:: Instructions to follow ::
Some of the lines below need repeating. Reproduce exactly those between the lines holding "adjust maybescope when turning off inferring" and "Do you have", inclusive.

:: Supplied entries ::
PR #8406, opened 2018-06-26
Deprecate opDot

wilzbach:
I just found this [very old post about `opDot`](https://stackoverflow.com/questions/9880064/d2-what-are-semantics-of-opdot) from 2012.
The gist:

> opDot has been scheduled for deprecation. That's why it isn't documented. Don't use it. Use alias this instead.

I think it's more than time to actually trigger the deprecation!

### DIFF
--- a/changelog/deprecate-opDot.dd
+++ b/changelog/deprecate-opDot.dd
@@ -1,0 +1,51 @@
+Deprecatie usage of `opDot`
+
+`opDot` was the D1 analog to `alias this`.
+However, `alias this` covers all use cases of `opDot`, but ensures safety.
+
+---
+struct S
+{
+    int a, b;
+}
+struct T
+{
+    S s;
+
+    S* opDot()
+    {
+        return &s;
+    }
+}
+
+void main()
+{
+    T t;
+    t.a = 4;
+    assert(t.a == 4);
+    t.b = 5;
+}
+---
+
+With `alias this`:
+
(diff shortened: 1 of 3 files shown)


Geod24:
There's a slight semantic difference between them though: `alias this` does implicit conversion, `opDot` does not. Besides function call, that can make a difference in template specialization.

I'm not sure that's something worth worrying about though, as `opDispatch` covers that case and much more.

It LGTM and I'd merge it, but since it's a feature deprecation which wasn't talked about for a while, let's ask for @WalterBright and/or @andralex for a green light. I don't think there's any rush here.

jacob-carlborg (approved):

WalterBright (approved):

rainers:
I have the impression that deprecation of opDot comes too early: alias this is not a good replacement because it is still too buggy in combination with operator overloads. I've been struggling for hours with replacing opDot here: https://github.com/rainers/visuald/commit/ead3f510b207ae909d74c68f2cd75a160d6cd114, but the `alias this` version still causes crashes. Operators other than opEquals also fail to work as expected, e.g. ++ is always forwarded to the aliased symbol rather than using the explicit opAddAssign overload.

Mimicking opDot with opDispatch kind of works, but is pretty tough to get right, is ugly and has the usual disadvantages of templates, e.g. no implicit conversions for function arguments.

---

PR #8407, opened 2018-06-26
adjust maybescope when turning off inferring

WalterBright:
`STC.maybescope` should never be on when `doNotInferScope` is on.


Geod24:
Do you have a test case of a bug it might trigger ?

:: Solved problem ::
adjust maybescope when turning off inferring

WalterBright:
`STC.maybescope` should never be on when `doNotInferScope` is on.


Geod24:
Do you have a test case of a bug it might trigger ?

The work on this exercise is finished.